I am a 30 year-old wife and mother of three. My family has been struggling financially for years, since swearing off credit cards and buying a WONDERFUL little fixer-upper in the country. We love our goats, garden, hens, and home, but making the mortgage payment is a big stretch. We've tried both working full-time jobs, but the childcare payment was too much.
I feel like we're ready for a radical change in the next few years, and I would love your advice on what I see as my options. In the meantime, I am going to to go to school to study nursing, since I think that it would be a career that I would enjoy and that would help pay the bills no matter where we settle.

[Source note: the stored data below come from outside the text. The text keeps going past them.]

PR #2353, opened 2023-01-29
core_commands: say command

slook:
+ Added: `/say` command into core_commands plugin, as it was traditionally in previous versions of Nicotine
+ Added: Don't attempt to send chat room message unless joined, fail with error message if not

_Note: Only single-word room names are currently supported._ 

If we don't want to include this command in the project right now, then it can be excluded with the `"disabled"` property, (or perhaps be placed into a hidden help group, or an optional plugin?). rather than it being omitted entirely.

### DIFF
--- a/pynicotine/plugins/core_commands/__init__.py
+++ b/pynicotine/plugins/core_commands/__init__.py
@@ -102,6 +102,13 @@ class Plugin(BasePlugin):
                 "usage": ["<room>"],
                 "usage_chatroom": ["[room]"]
             },
+            "say": {
+                "callback": self.say_command,
+                "description": _("Say message in specified chat room"),
+                "disable": ["cli"],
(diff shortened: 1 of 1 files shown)


mathiascode:
> as it was traditionally in previous versions of Nicotine

When was this a thing? I don't recall.

slook:
I probably remember it from Museek/Mucous:

https://github.com/eLvErDe/museek-plus/blob/36c3e9bfb491ee5f6a4a31e73ba38c888b482407/mucous/pymucous/MucousHelp.py#L49

It was implemented as a way of providing some chat functionality without implementing a full-blown chat interface. Suppose you were only viewing the [Chat] log catagory on the CLI, then it might be more relevant there.

My guess is that it may have been removed to prevent bot spam abuse, but I doubt a bot plugin would use this command to do that anyway.

PR #2354, opened 2023-01-29
pluginsystem.py: sanity check before send_public

slook:
+ Added: Avoid sending a chat message to a room that isn't joined
+ Added: Avoid sending a blank message

It is not possible to send a message to a non-joined room, so we shouldn't allow the possibility of sending the server erroneous requests.


mathiascode:
Not sure why we aren't using core.chatrooms.send_message() here.

mathiascode:
https://github.com/nicotine-plus/nicotine-plus/commit/94850df43723420375d0b120c36f8a0fdadc82d7

PR #2363, opened 2023-02-01
Avoid math division operation in main loop sleep timer

slook:
+ Changed: Use explicit time values instead of doing numerous math divide calculations, to avoid unnecessary work.
+ Changed: Sleep for 16ms instead of 16.666~ms (59 per second instead of 60 per second), to avoid a potential rounding operation being needed further down the stack, time.sleep() might not support nanosecond resolution on all systems.

This PR makes no measurable difference to performance, any gain of perceived efficiency is purely theoretical.

### DIFF
--- a/pynicotine/slskproto.py
+++ b/pynicotine/slskproto.py
@@ -184,7 +184,7 @@ class SoulseekNetworkThread(Thread):
     CONNECTION_BACKLOG_LENGTH = 4096
     SOCKET_READ_BUFFER_SIZE = 1048576
     SOCKET_WRITE_BUFFER_SIZE = 1048576
-    SLEEP_MIN_IDLE = 0.016
+    SLEEP_MIN_IDLE = 0.016  # ~60 times per second
 
     def __init__(self, queue, user_addresses):
         """ queue is deque object that holds network messages from Core. """
--- a/pynicotine/slskproto.py
+++ b/pynicotine/slskproto.py
@@ -2257,7 +2257,7 @@ class SoulseekNetworkThread(Thread):
             self._calc_loops_per_second(current_time)
 
             # Don't exhaust the CPU
-            time.sleep(0.02)
+            time.sleep(0.016)
 
         # Networking thread aborted
         self._manual_server_disconnect = True
--- a/pynicotine/slskproto.py
+++ b/pynicotine/slskproto.py
@@ -2257,7 +2257,7 @@ class SoulseekNetworkThread(Thread):
             self._calc_loops_per_second(current_time)
 
             # Don't exhaust the CPU
-            time.sleep(1 / 60)
+            time.sleep(0.02)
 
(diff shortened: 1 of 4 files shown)


mathiascode:
> Now that network events are consumed in batches, the interval can be increased further to about 50ms (20 per second)

Changed in f829f287f89d822861a0e592403672231e60ea5a

I wouldn't go lower in the network loop, since you'll most likely start impacting transfer speeds.

slook:
Suggest then that the value should be `0.016`?

mathiascode:
This seems like unnecessary work and complexity for no reason, when there aren't even any measurements available. I would leave the current code alone, unless you have proof that improvements need to be made.

slook:
From doing a debug measurement using a variable, doing the division operation takes about half of one millisecond (thus, sleep time is over ~17ms rather than the intended target of 16.66~ms per loop).

It's impossible to decern if this extra time is spent doing the math operation or may be more likely the process of assignment to a variable (that is needed in order to perform the debug time measurement), but either way, this experiment proves that doing any sort of operation in this loop has a high consequence (due to it being performed ~60 times per second x 0.5ms = 30ms wasted per second), so it would not be desirable to implement a dynamic idler here and since that is the case, then even if any benefit is marginal there is no reason not to specify an explicit millisecond value for the idle sleep timer.

mathiascode:
You could add a constant with `1 / 60` as the value here and see if there's any difference: https://github.com/nicotine-plus/nicotine-plus/blob/f829f287f89d822861a0e592403672231e60ea5a/pynicotine/slskproto.py#L186-L187

slook:
> see if there's any difference

It seems more possible for the process to reach all the way down to 0% in py-spy.

mathiascode:
Tested with this code:

```
t1 = time.time()
time.sleep(1 / 60)
print(time.time() - t1)
```

The value is usually 0.0167... on my system, so there seems to be a slight inaccuracy.

With 1 / 60, self._loops_per_second is usually 58-59.
With 0.0162, self._loops_per_second is 60 on my system.

slook:
Also on my system, the difference is not really measurable. This optimization is intended with older or low-spec systems in mind.

Having the constant doesn't seem to carry any overhead, and allows for the future possibility of implementing a deeper sleep feature.

pynicotine/slskproto.py
```diff
@@ -184,6 +184,7 @@ class SoulseekNetworkThread(Thread):
     CONNECTION_BACKLOG_LENGTH = 4096
     SOCKET_READ_BUFFER_SIZE = 1048576
     SOCKET_WRITE_BUFFER_SIZE = 1048576
+    SLEEP_MIN_IDLE = 0.016
```
mathiascode, line 187:
```suggestion
    SLEEP_MIN_IDLE = 0.016  # ~60 times per second
```

PR #2371, opened 2023-02-06
core_commands: plugin command

slook:
- Removed: `/toggle` command (was undocumented)
+ Added: `/plugin` command with `toggle` and `info` sub-commands
+ Changed: toggle_plugin() function does update config with enabled plugins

We are feeling kind of down and out lately, and want to plan and work towards a realistic dream that gets us out from under these big bills. A mortgage-free life would be ideal. In my fantasies, we sell this house at a modest profit after the market picks up (I'm thinking 3 to 5 years out, after getting ahead a little with our bills and putting a lot more work into the place) and build from scratch, one room at a time, on a very affordable, larger parcel somewhere else. I would love to be able to homestead full time, taking part time jobs to pay for the necessities of life. We have the skills to do this without a construction loan and would be fine with a primitive lifestyle.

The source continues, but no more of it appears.